Conclusion and future research

This post provides a comprehensive comparison of SHA-256 performance test results on various zk-SNARK and zk-STARK development frameworks. Through the comparison, we gain insights into the efficiency and practicality of each framework in the hope of helping developers who need to generate succinct proofs for SHA-256 operations. We found that Groth16 frameworks (e.g., rapidsnark, gnark) are faster at generating proofs than Plonk frameworks (e.g., Halo2, Plonky2). The lookup table in Plonkish arithmeticization significantly reduces the constraint and proof time of SHA-256 when using larger preimage sizes. In addition, gnark and rapidsnark demonstrate excellent ability to leverage multiple cores to parallelize operations. On the other hand, Starky's proof generation time is much faster, but at the cost of much larger proof size.
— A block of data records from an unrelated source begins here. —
Issue #1777, opened 2026-06-02
archive/ content is ingested but silently hard-excluded from all search by default (in-repo should mean findable)


garrytan-agents:
### Summary

A markdown page that lives in the brain repo under `archive/` cannot be found by `query`/`search`/`ask` unless the caller explicitly opts the prefix back in. There is no signal at call time that an entire subtree was withheld from the result set. For a large brain this produces a class of "the page exists in the repo but the agent swears it doesn't exist" failures — the agent queries, gets nothing, and confidently concludes the content isn't there.

The guiding principle this violates: **if it's committed to the brain repo, it should be embedded, graphed, and findable by default.** Findability should be opt-out, not opt-in.

### Root cause

Two independent gates, only the second of which is the problem:

1. **Ingest gate** — `isSyncable` / `pruneDir` in `src/core/sync.ts`. Prune set is small (`node_modules`, `.raw`, `ops`). `archive/` is **not** pruned here, so archive pages are eligible for embedding + graphing on sync. (Good.)

2. **Search gate** — `DEFAULT_HARD_EXCLUDES` in `src/core/search/source-boost.ts`:
   ```ts
   export const DEFAULT_HARD_EXCLUDES: string[] = [
     'test/',
     'archive/',
     'attachments/',
     '.raw/',
   ];
   ```
   `resolveHardExcludes()` unions this into every search and subtracts matching slug prefixes from results unless a caller passes `include_slug_prefixes: ['archive/']`. So `archive/` pages are embedded but **invisible to the default search path**, with no diagnostic emitted.

`test/`, `attachments/`, and `.raw/` are legitimately noise. `archive/` is not categorically noise — it routinely holds high-signal historical content (imported conversation exports, prior-system logs, older notes) that users absolutely expect to retrieve.

### Impact

- Whole high-value subtrees are unreachable via the primary retrieval surface; only raw `grep` over the working tree finds them.
- The exclusion is invisible: an empty result set is indistinguishable from "withheld by a hardcoded prefix," so callers (human or agent) wrongly conclude the content does not exist.
- Scales with brain size — the bigger and older the brain, the more lands in `archive/` and disappears.

### Repro

1. Have any page at `archive/.../something.md` that is synced/embedded.
2. `gbrain search "<an exact phrase from that page>"` → no results.
3. `gbrain query "<topic of that page>"` → no results.
4. The page is present on disk and (verify) present in `pages`; only the search gate hides it.

### Proposed fix

[...]

PR #3213, opened 2026-07-22
fix(search): fold resolved source-boost map into query-cache knobs hash

SVZTeam:
## Problem

The semantic query cache keys on mode knobs, embedding column/provider, schema pack, and (since #2825) the resolved hard-exclude list — but **not the source-boost map**. Boosts only apply at DB-query build time (cache miss), so after any ranking-policy change (a `GBRAIN_SOURCE_BOOST` tune, or an upgrade that ships new `DEFAULT_SOURCE_BOOSTS` — e.g. the #1777 `archive/` demote needed a manual version bump precisely because of this gap) lookups keep being served rows ranked under the **old** policy for up to `cache.ttl_seconds`.

In practice this makes boost tuning appear nondeterministic: identical queries return different rankings depending on which policy wrote the cache row. We hit this operating gbrain against a 240K-page multi-source company corpus where the default boost prefixes (`originals/`, `concepts/`, `writing/`) don't exist and `GBRAIN_SOURCE_BOOST` carries the entire ranking policy — every tune was invisibly masked by stale cache rows until the TTL expired.

## Fix (same pattern as #2825's `hardExcludes` fold)

- `KnobsHashContext` gains `sourceBoostMap?: Record<string, number>` — canonicalized (entries sorted by prefix) so map insertion order is irrelevant; `undefined` falls back to the literal `'default'` for legacy callers.
- `hybridSearchCached` threads `resolveBoostMap()` into the cache key alongside `resolveHardExcludes()`.
- `KNOBS_HASH_VERSION` **12 → 13** (one-time global cold-miss on upgrade; refills within `cache.ttl_seconds`, same as prior bumps).
- A future boost-policy default change no longer needs a manual version bump — the hash sees it directly.

## Tests

- Version-pin tests updated (12 → 13) in `test/search-mode.test.ts` + `test/search/knobs-hash-reranker.test.ts`.
- New v=13 participation suite: different maps → different hashes; same map in different insertion order → same hash; single-prefix factor change → different hash; undefined fallback stable and distinct from an explicit resolved map.
- `bun test test/search-mode.test.ts test/search/knobs-hash-reranker.test.ts test/query-cache-knobs-hash.serial.test.ts` → 105 pass / 0 fail. `tsc --noEmit` clean.

### DIFF
--- a/src/core/search/hybrid.ts
+++ b/src/core/search/hybrid.ts
@@ -15,7 +15,7 @@ import type { SearchResult, SearchOpts, HybridSearchMeta } from '../types.ts';
 import { embed, embedQuery } from '../embedding.ts';
 import { registerBackgroundWorkDrainer } from '../background-work.ts';
 import { resolveEmbeddingColumn, isCacheSafe } from './embedding-column.ts';
-import { resolveHardExcludes } from './source-boost.ts';
+import { resolveHardExcludes, resolveBoostMap } from './source-boost.ts';
 import {
   resolveAdaptiveReturn,
   applyAdaptiveReturn,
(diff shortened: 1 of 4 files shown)


time-attack:
Verified against master: the knobs hash folds hardExcludes but not the resolved boost map, so a ranking-policy change really is masked by stale cache rows for up to the cache TTL. This is the same contamination class as #2825 and it's fixed the same way — sorted canonical hash input, version pin bumped, tests updated. Merging. Note the same fix also appears bundled in #3283; this focused version is the one we're taking.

In terms of memory efficiency, rapidsnark and Starky outperform other frameworks.

 

As the first step in building the zero-knowledge proof evaluation platform "Patheon", we acknowledge that the results of this performance test are far from sufficient to become the comprehensive test platform we ultimately hope to build. We welcome and are happy to accept feedback and criticism, and invite everyone to contribute to this initiative to make it easier and less difficult for developers to use zero-knowledge proofs. We are also willing to provide funding to individual independent contributors to cover the computing resource costs of large-scale performance testing. Together, we hope to improve the efficiency and practicality of ZKP and benefit the community more broadly.

 

Finally, we would like to thank the Polygon Zero team, the gnark team at Consensys, Pado Labs, and the Delphinus Lab team for their valuable review and feedback on the performance test results.